> [Work instruction]
After locating the line that contains "PR #370, opened 2023-03-20" in the records below, write out exactly that line and each line after it through the one that contains "For cases where", and nothing else.

> [Given entries]

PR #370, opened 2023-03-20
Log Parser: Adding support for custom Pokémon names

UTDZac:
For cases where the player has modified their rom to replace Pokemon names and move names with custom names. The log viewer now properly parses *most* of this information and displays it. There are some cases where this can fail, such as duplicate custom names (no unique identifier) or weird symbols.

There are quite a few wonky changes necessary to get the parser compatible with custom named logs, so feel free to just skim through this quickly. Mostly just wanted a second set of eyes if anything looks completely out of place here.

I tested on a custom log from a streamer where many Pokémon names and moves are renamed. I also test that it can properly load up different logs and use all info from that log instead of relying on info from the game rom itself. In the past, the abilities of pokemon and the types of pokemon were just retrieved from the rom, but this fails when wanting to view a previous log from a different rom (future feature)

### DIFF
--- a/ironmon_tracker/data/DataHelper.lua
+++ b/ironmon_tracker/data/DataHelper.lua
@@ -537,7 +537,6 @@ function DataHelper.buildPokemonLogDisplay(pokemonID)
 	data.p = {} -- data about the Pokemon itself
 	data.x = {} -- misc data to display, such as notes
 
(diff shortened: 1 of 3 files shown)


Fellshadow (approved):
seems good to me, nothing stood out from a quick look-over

...

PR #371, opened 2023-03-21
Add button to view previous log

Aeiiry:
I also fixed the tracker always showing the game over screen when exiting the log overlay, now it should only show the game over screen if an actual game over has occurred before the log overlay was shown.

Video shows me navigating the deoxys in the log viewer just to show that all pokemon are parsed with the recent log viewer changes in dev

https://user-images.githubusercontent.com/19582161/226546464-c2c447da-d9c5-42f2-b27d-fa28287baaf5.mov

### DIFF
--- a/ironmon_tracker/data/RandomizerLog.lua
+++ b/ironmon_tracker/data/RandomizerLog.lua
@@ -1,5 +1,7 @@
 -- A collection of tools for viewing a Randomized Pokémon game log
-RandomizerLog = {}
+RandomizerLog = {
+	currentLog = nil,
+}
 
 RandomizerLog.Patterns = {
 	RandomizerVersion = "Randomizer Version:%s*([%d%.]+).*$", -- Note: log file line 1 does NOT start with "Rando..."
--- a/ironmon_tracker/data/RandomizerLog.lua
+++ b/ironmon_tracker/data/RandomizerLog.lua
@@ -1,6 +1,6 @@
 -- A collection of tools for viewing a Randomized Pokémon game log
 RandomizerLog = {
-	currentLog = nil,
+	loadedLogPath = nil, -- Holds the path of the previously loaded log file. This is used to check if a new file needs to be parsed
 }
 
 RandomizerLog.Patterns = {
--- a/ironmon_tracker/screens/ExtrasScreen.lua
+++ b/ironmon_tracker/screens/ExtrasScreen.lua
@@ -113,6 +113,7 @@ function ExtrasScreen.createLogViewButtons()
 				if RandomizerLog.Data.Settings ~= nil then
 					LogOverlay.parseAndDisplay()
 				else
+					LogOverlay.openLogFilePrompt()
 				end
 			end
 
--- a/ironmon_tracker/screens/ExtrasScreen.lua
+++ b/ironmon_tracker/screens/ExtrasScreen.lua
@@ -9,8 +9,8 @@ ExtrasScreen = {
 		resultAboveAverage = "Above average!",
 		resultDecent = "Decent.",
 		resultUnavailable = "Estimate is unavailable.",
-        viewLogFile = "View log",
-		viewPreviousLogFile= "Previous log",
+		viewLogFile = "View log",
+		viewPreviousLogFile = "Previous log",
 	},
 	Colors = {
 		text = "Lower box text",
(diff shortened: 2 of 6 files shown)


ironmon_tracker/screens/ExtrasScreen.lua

> [Finished task]
PR #370, opened 2023-03-20
Log Parser: Adding support for custom Pokémon names

UTDZac:
For cases where the player has modified their rom to replace Pokemon names and move names with custom names. The log viewer now properly parses *most* of this information and displays it. There are some cases where this can fail, such as duplicate custom names (no unique identifier) or weird symbols.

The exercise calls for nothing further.